┌────────
PR #265, opened 2017-12-08
Port v1 db to v2

Mecharyry:
### Problem
It's a really long process to test the migration from v1 to v2 because we are constantly switching between the `v1` branch and the `v2` branch. We need to be able to create the `v1` database from the `v2` demo!

### Solution
Copy a version of the `v1` database that is stored in the project `assets` folder into the devices `databases` storage location. Access the now `cloned` database retrieve the `download file locations` and copy the download file stored in `assets` to the correct location. 💥  one clone of the v1 data 😄 

##### v1 DB created from the v2 demo
screen shot 2017-12-08 at 17 09 29

##### v2 database created from the v1 cloned data
screen shot 2017-12-08 at 17 10 46


demo-simple/src/main/java/com/novoda/downloadmanager/demo/VersionOneDatabaseCloner.java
└────────
Activity » Transcribe every entry word for word.

Result below »
PR #265, opened 2017-12-08
Port v1 db to v2

Mecharyry:
### Problem
It's a really long process to test the migration from v1 to v2 because we are constantly switching between the `v1` branch and the `v2` branch. We need to be able to create the `v1` database from the `v2` demo!

### Solution
Copy a version of the `v1` database that is stored in the project `assets` folder into the devices `databases` storage location. Access the now `cloned` database retrieve the `download file locations` and copy the download file stored in `assets` to the correct location. 💥  one clone of the v1 data 😄 

##### v1 DB created from the v2 demo
screen shot 2017-12-08 at 17 09 29

##### v2 database created from the v1 cloned data
screen shot 2017-12-08 at 17 10 46


demo-simple/src/main/java/com/novoda/downloadmanager/demo/VersionOneDatabaseCloner.java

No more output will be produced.